**Work required**
For each line in the records, produce an exact copy.

(Beginning of Dataset)

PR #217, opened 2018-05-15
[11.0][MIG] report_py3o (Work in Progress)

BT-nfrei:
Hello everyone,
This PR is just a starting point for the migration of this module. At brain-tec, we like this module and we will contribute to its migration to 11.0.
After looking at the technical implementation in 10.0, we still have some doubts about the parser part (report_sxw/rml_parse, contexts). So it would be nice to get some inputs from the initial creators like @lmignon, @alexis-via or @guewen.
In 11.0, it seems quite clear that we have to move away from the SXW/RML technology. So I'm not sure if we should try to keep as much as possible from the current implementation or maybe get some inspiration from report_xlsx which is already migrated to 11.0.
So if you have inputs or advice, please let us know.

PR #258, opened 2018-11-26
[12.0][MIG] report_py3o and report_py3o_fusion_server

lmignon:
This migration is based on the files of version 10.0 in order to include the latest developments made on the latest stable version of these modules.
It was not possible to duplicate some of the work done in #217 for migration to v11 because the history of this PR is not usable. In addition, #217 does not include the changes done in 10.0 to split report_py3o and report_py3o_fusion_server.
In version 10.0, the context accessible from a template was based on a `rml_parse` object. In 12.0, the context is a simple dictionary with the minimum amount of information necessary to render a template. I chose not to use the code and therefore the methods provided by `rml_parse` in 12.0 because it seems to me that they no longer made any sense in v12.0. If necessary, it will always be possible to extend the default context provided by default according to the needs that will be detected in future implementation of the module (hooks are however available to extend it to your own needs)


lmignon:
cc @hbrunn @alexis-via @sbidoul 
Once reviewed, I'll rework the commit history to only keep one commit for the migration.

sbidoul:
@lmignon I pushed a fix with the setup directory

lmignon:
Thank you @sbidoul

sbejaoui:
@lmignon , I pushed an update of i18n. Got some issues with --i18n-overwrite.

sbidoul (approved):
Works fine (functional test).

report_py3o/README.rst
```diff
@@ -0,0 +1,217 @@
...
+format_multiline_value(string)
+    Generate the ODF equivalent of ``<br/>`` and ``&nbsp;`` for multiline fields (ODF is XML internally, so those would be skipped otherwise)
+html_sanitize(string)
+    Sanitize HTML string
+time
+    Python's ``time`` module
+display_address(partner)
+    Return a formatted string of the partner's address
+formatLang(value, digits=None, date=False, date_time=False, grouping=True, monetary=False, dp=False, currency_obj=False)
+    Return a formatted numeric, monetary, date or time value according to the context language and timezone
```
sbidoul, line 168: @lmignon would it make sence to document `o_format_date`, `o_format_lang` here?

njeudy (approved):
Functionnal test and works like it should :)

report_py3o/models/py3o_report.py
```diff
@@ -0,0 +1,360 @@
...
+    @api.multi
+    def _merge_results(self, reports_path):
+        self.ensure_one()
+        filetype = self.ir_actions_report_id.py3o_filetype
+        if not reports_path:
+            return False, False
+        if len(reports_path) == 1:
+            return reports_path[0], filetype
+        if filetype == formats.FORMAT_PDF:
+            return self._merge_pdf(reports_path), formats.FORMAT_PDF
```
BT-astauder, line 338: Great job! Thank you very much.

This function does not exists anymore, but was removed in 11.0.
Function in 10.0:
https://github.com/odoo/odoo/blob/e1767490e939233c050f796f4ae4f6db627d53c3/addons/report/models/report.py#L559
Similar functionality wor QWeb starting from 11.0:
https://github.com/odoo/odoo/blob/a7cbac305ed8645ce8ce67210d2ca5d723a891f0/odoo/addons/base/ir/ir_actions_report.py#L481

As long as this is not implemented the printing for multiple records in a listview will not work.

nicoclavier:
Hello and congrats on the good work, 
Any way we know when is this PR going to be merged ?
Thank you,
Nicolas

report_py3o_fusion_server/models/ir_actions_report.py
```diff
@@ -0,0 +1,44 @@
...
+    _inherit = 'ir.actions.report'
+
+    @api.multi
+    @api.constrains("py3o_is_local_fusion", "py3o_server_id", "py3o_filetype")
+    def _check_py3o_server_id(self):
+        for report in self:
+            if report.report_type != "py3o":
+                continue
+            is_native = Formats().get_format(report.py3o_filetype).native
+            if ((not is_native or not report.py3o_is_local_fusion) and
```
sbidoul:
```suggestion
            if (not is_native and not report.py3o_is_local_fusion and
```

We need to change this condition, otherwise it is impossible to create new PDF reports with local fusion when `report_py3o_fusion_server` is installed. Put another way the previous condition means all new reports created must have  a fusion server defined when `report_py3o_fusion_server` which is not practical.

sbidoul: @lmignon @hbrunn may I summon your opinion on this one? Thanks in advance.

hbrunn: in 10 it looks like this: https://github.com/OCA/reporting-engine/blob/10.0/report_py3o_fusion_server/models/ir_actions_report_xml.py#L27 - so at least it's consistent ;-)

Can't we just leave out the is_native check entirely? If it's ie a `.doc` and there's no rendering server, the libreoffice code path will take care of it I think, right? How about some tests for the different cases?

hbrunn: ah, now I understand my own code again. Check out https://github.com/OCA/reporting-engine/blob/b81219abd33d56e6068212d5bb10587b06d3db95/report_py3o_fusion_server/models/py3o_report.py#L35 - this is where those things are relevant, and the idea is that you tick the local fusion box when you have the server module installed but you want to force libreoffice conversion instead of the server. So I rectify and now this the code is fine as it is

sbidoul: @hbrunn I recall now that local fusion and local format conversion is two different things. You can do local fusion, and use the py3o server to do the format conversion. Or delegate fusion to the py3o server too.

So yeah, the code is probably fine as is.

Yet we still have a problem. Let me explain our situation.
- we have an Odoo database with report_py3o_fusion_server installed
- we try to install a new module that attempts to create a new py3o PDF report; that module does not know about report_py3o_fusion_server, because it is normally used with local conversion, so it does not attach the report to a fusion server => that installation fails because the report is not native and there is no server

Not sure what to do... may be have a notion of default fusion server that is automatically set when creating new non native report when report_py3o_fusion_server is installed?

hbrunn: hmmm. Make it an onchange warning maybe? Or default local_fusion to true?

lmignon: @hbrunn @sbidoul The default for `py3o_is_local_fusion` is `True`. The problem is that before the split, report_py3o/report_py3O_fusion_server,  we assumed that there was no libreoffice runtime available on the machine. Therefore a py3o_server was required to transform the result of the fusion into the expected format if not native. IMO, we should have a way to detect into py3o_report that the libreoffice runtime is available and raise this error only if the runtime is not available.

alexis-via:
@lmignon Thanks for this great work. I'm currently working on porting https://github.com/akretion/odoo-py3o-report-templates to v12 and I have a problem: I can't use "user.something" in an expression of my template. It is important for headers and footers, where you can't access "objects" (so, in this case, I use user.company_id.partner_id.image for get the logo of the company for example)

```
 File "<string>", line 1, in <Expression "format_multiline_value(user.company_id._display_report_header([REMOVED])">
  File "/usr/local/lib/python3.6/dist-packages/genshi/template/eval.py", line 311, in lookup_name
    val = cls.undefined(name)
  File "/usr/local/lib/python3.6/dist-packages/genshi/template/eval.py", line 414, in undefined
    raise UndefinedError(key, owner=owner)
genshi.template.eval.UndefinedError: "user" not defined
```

(End of Dataset)

**Exercise output**
PR #217, opened 2018-05-15
[11.0][MIG] report_py3o (Work in Progress)

BT-nfrei:
Hello everyone,
This PR is just a starting point for the migration of this module. At brain-tec, we like this module and we will contribute to its migration to 11.0.
After looking at the technical implementation in 10.0, we still have some doubts about the parser part (report_sxw/rml_parse, contexts). So it would be nice to get some inputs from the initial creators like @lmignon, @alexis-via or @guewen.
In 11.0, it seems quite clear that we have to move away from the SXW/RML technology. So I'm not sure if we should try to keep as much as possible from the current implementation or maybe get some inspiration from report_xlsx which is already migrated to 11.0.
So if you have inputs or advice, please let us know.

PR #258, opened 2018-11-26
[12.0][MIG] report_py3o and report_py3o_fusion_server

lmignon:
This migration is based on the files of version 10.0 in order to include the latest developments made on the latest stable version of these modules.
It was not possible to duplicate some of the work done in #217 for migration to v11 because the history of this PR is not usable. In addition, #217 does not include the changes done in 10.0 to split report_py3o and report_py3o_fusion_server.
In version 10.0, the context accessible from a template was based on a `rml_parse` object. In 12.0, the context is a simple dictionary with the minimum amount of information necessary to render a template. I chose not to use the code and therefore the methods provided by `rml_parse` in 12.0 because it seems to me that they no longer made any sense in v12.0. If necessary, it will always be possible to extend the default context provided by default according to the needs that will be detected in future implementation of the module (hooks are however available to extend it to your own needs)


lmignon:
cc @hbrunn @alexis-via @sbidoul 
Once reviewed, I'll rework the commit history to only keep one commit for the migration.

sbidoul:
@lmignon I pushed a fix with the setup directory

lmignon:
Thank you @sbidoul

sbejaoui:
@lmignon , I pushed an update of i18n. Got some issues with --i18n-overwrite.

sbidoul (approved):
Works fine (functional test).

report_py3o/README.rst
```diff
@@ -0,0 +1,217 @@
...
+format_multiline_value(string)
+    Generate the ODF equivalent of ``<br/>`` and ``&nbsp;`` for multiline fields (ODF is XML internally, so those would be skipped otherwise)
+html_sanitize(string)
+    Sanitize HTML string
+time
+    Python's ``time`` module
+display_address(partner)
+    Return a formatted string of the partner's address
+formatLang(value, digits=None, date=False, date_time=False, grouping=True, monetary=False, dp=False, currency_obj=False)
+    Return a formatted numeric, monetary, date or time value according to the context language and timezone
```
sbidoul, line 168: @lmignon would it make sence to document `o_format_date`, `o_format_lang` here?

njeudy (approved):
Functionnal test and works like it should :)

report_py3o/models/py3o_report.py
```diff
@@ -0,0 +1,360 @@
...
+    @api.multi
+    def _merge_results(self, reports_path):
+        self.ensure_one()
+        filetype = self.ir_actions_report_id.py3o_filetype
+        if not reports_path:
+            return False, False
+        if len(reports_path) == 1:
+            return reports_path[0], filetype
+        if filetype == formats.FORMAT_PDF:
+            return self._merge_pdf(reports_path), formats.FORMAT_PDF
```
BT-astauder, line 338: Great job! Thank you very much.

This function does not exists anymore, but was removed in 11.0.
Function in 10.0:
https://github.com/odoo/odoo/blob/e1767490e939233c050f796f4ae4f6db627d53c3/addons/report/models/report.py#L559
Similar functionality wor QWeb starting from 11.0:
https://github.com/odoo/odoo/blob/a7cbac305ed8645ce8ce67210d2ca5d723a891f0/odoo/addons/base/ir/ir_actions_report.py#L481

As long as this is not implemented the printing for multiple records in a listview will not work.

nicoclavier:
Hello and congrats on the good work, 
Any way we know when is this PR going to be merged ?
Thank you,
Nicolas

report_py3o_fusion_server/models/ir_actions_report.py
```diff
@@ -0,0 +1,44 @@
...
+    _inherit = 'ir.actions.report'
+
+    @api.multi
+    @api.constrains("py3o_is_local_fusion", "py3o_server_id", "py3o_filetype")
+    def _check_py3o_server_id(self):
+        for report in self:
+            if report.report_type != "py3o":
+                continue
+            is_native = Formats().get_format(report.py3o_filetype).native
+            if ((not is_native or not report.py3o_is_local_fusion) and
```
sbidoul:
```suggestion
            if (not is_native and not report.py3o_is_local_fusion and
```

We need to change this condition, otherwise it is impossible to create new PDF reports with local fusion when `report_py3o_fusion_server` is installed. Put another way the previous condition means all new reports created must have  a fusion server defined when `report_py3o_fusion_server` which is not practical.

sbidoul: @lmignon @hbrunn may I summon your opinion on this one? Thanks in advance.

hbrunn: in 10 it looks like this: https://github.com/OCA/reporting-engine/blob/10.0/report_py3o_fusion_server/models/ir_actions_report_xml.py#L27 - so at least it's consistent ;-)

Can't we just leave out the is_native check entirely? If it's ie a `.doc` and there's no rendering server, the libreoffice code path will take care of it I think, right? How about some tests for the different cases?

hbrunn: ah, now I understand my own code again. Check out https://github.com/OCA/reporting-engine/blob/b81219abd33d56e6068212d5bb10587b06d3db95/report_py3o_fusion_server/models/py3o_report.py#L35 - this is where those things are relevant, and the idea is that you tick the local fusion box when you have the server module installed but you want to force libreoffice conversion instead of the server. So I rectify and now this the code is fine as it is

sbidoul: @hbrunn I recall now that local fusion and local format conversion is two different things. You can do local fusion, and use the py3o server to do the format conversion. Or delegate fusion to the py3o server too.

So yeah, the code is probably fine as is.

Yet we still have a problem. Let me explain our situation.
- we have an Odoo database with report_py3o_fusion_server installed
- we try to install a new module that attempts to create a new py3o PDF report; that module does not know about report_py3o_fusion_server, because it is normally used with local conversion, so it does not attach the report to a fusion server => that installation fails because the report is not native and there is no server

Not sure what to do... may be have a notion of default fusion server that is automatically set when creating new non native report when report_py3o_fusion_server is installed?

hbrunn: hmmm. Make it an onchange warning maybe? Or default local_fusion to true?

lmignon: @hbrunn @sbidoul The default for `py3o_is_local_fusion` is `True`. The problem is that before the split, report_py3o/report_py3O_fusion_server,  we assumed that there was no libreoffice runtime available on the machine. Therefore a py3o_server was required to transform the result of the fusion into the expected format if not native. IMO, we should have a way to detect into py3o_report that the libreoffice runtime is available and raise this error only if the runtime is not available.

alexis-via:
@lmignon Thanks for this great work. I'm currently working on porting https://github.com/akretion/odoo-py3o-report-templates to v12 and I have a problem: I can't use "user.something" in an expression of my template. It is important for headers and footers, where you can't access "objects" (so, in this case, I use user.company_id.partner_id.image for get the logo of the company for example)

```
 File "<string>", line 1, in <Expression "format_multiline_value(user.company_id._display_report_header([REMOVED])">
  File "/usr/local/lib/python3.6/dist-packages/genshi/template/eval.py", line 311, in lookup_name
    val = cls.undefined(name)
  File "/usr/local/lib/python3.6/dist-packages/genshi/template/eval.py", line 414, in undefined
    raise UndefinedError(key, owner=owner)
genshi.template.eval.UndefinedError: "user" not defined
```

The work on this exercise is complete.